The Institute of Statistical, Social and Economic Research’s, ISSER, top-notch publication, ‘The State of the Ghanaian Economy Report’, SGER, for 2016 was on Wednesday, 11th October, 2017 launched by Dr Anthony Yaw Baah, General Secretary of the Trade Union Congress, TUC, of Ghana. 

 

In his overview of the state of the Ghanaian economy for 2016, Prof Felix Ankomah Asante, Director of ISSER first gave a global and Sub-Sahara Africa economic outlook.

On the global front he disclosed that GDP growth fell from 3.4% in 2015 to 3.1% in 2016, consistent with the trend since 2010, while advanced economies registered a decrease in growth from 2.1% in 2015 to 1.7% in2016 and the European Union growth declined from 2.4% in 2015 to 2.0% in 2016.

Prof Asante adduced the relatively low growth in emerging markets and developing economies to domestic policy weaknesses, tight domestic and external financial conditions, declining oil prices as well as investment and supply constraints.

Turning to Ghana, the Director noted that the country’s GDP grew by 3.7% in 2016, a decline from 3.8% in 2015 which was a continuation of the downward trend since 2011.

On sectorial growth ranking for 2016, services topped the pack recording 5.9% followed by agriculture 3.6% and industry -1.2%.

Prof Asante observed that agriculture is still recovering from the low growth rate recorded since 2011 and further dropping in two successive years and only picked up to 3.6% level in 2016.

He questioned the over reliance on donor funding in the agricultural sector and recommended a change of the status quo.

In his opening remarks the head of the Economic Division at ISSER, Dr. Charles Ackah, noted that Ghana’s growth has not been accompanied by a structural transformation that lifts workers from low-productivity jobs in the informal sector to higher-productivity activities in the formal sector.

“A large part of the growth of the last two decades has been propelled by booming prices of its main commodity exports (cocoa and gold, whose prices more than tripled between 2000 and 2010) and the start of commercial oil production in 2011. Notably, no serious effort has been made in recent times to use the recent commodity-based growth to start a more sustainable growth based on the development of the manufacturing sector, including but not exclusively the processing of primary commodities” he stated.

He described as ironic that for all these decades since independence from colonial rule, Ghana continues to export raw cocoa beans with limited upgrading within the value chain (e.g., making cocoa butter and powder instead of exporting cocoa beans) noting that the growth performance, thus far, remains highly vulnerable to external shocks and has not translated into meaningful job creation.

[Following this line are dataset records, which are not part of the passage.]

Issue #178, opened 2017-11-25
hang with exec


aeosynth:
```
sudo touch foo
fd foo -x rm {}
```

attempting to remove a write-protected file hangs

sharkdp:
Thank you for reporting this.

I believe this is due to `rm` waiting for input:
``` bash
▶ sudo touch foo

▶ rm foo
rm: remove write-protected regular empty file 'foo'? 
```

Indeed, if you enter `y`, *fd* terminates:
``` bash
▶ fd foo -x rm {}
y
rm: remove write-protected regular empty file 'foo'? %                                
```

Still, this is a bug because *fd* doesn't show the output of `rm`.

ChengCat:
`rm` is waiting for inputs from stdin. We could resolve this issue, if stdin is closed before executing `rm`.

PR #186, opened 2017-12-03
Show stderr on exec with `rm -i` like `find`

spk:
Hi this fix issue reported in https://github.com/sharkdp/fd/issues/178, cheers

### DIFF
--- a/src/exec/command.rs
+++ b/src/exec/command.rs
@@ -45,7 +45,7 @@ pub fn execute_command(mut cmd: Command, out_perm: Arc<Mutex<()>>) {
 /// Executes a command.
 #[cfg(all(unix))]
 pub fn execute_command(mut cmd: Command, out_perm: Arc<Mutex<()>>) {
-    use libc::{close, dup2, pipe, STDERR_FILENO, STDOUT_FILENO};
+    use libc::{close, dup2, pipe, STDOUT_FILENO};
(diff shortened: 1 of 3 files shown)


sharkdp:
Welcome and thank you very much for your contribution!

I somehow don't like that we have to special-case the tests for Travis CI. Could we write a simpler test without using `rm`? We would somehow need a simple program that writes a well-defined message to stderr.

iology:
This patch just solves part of the problem. What if (with another program) the info is printed to stdout?

spk:
Thanks, I made a fix in https://github.com/sharkdp/fd/pull/186/commits/85f9c7f28fc4618331647801b8a51b9671fb07fa (hopefully CI will be green)
I don't know other use case with stdin and asking an input since `read` redirect output to stderr also
Cheers

reima:
This change side steps the issue by printing stderr directly to the console. This will intersperse the outputs from different command invocations instead of keeping the output of each single invocation together like before. (stdin is still captured and only printed after the command exits.)

Another solution was already proposed in #178 by ChengCat: close the command's stdin, so it can never block on input from stdin. I'll create a PR with this change shortly.

sharkdp:
@spk Due to the points raised by @reima, I'm going to close this in favor of #193. Nevertheless, thank you very much for your contribution!

Issue #174, opened 2017-11-20
fd package for Ubuntu


sharkdp:
It would be great if we had an easy way to install *fd* on Ubuntu (or maybe even provide a package for all Debian-based distributions?).

I'm not familiar with creating own `.deb` packages and the ecosystem around PPAs, so any help would be greatly appreciated!

danielpclark:
`.deb` packages are very involved.  Ubuntu supports a much easier to make lightweight package installation through [snap](https://docs.snapcraft.io/build-snaps/).

tmccombs:
I could help out with this

sharkdp:
@danielpclark Never heard of snap, but if that's something that's easily available (also on older Ubuntu versions?), that might be an alternative option.

@tmccombs Sounds great!

sharkdp:
Just for reference, thanks to @tmccombs help, we have `*.deb` packages for the v6.1.0 release (and every forthcoming release).

What would be logical next steps to make this even more convenient for Ubuntu users?

Set up a PPA?

As a long term goal, [get into the official repositories](https://askubuntu.com/questions/16446/how-to-get-my-software-into-ubuntu)? :smile:

In any case, I should add a new "Ubuntu" section in the README install instructions.

wsandin:
Would you be interested in a RPM, FreeBSD package or similar too?

sharkdp:
> Would you be interested in a RPM, FreeBSD package or similar too?

- On FreeBSD, *fd* can be installed via portmaster already (see README) - is there something else that is needed?
- An RPM package would be great!

matrixik:
Snaps are build automatically
https://docs.snapcraft.io/build-snaps/ci-integration
`ripgrep` config for it: https://github.com/BurntSushi/ripgrep/blob/master/snapcraft.yaml

Kristinita:
**Type: Reply** 💬

It would be nice to be able to simply and without compilation install on Ubuntu the latest fd version like this:

```text
snap install fd-find
```

1. For Ubuntu Jammy Jellyfish ([**the latest Travis CI environment as of January 2024**](https://docs.travis-ci.com/user/reference/linux#overview)) [**the latest apt fd-find version is 8.3.1**](https://packages.ubuntu.com/jammy/fd-find), not 9.0.0.
1. When installing from binaries, the [**user must manually specify the version number and architecture**](https://github.com/sharkdp/fd#on-ubuntu).
1. Compilation from sources isn’t a “simply installation”.

Thanks.

PR #187, opened 2017-12-05
Deb

tmccombs:
This works. But I'm wondering if I should move the installation to the target directory into a `make install` make target that could be reused by other package formats (such as archlinux)


tmccombs:
This is  a partial solution for #174

sharkdp:
Thank you very much!

I think this approach is good for now. We have pre-built packages for Arch anyways.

Dr Ackah stressed the need for a paradigm shifts in Ghana’s growth and economic development strategy, taking lessons from how past experiences have failed and how industrialization was pursued in successful countries.

He urged managers of the Ghanaian economy to begin to think seriously about and implement measures to upgrade the commodity sector and, more importantly, promote thedevelopment of higher-productivity sectors, especially manufacturing.

After launching the SGER 2016, the TUC General Secretary commended the researchers who put together the report and urged the institute to throw their investigations on the prisons.

He said “our prisons do not show that we are a civilized country”.

The SGER 2016 is the 26th edition since 1992. ISSER was motivated to issue the first SGER when it was realized that there was not much public information about the economy of Ghana to guide people make informed judgment about issues and also for decision making. This concern remains relevant even today as the economy grows.

The SGER is a major source of information for many – researchers, students and policy makers as well as scholars outside Ghana and it is a much-sought after publication on the economy of Ghana from an independent perspective.

As an economic outlook report, the optional chapter in each issue focusses on a relevant topic or sector of the economy each year. SGER 2015 had the State of Education in Ghana as the optional chapter. This year, there are two optional chapters, which deal with “Artisanal Small Scale Mining and Development in Ghana” and “Identifying Priority Value Chains in Ghana”.

In line with the Institute’s policy of visiting a region each year to disseminate information and interact with the citizenry, a road show of the report will be organized as a post-SGER launch activity.

Prof Asante paid glowing tribute to the Think Tank Initiative (TTI) of the International Development Research Centre (IDRC), Canada for their continued support of the SGER publication.

He also thanked the team of researchers who put together SGER 2016.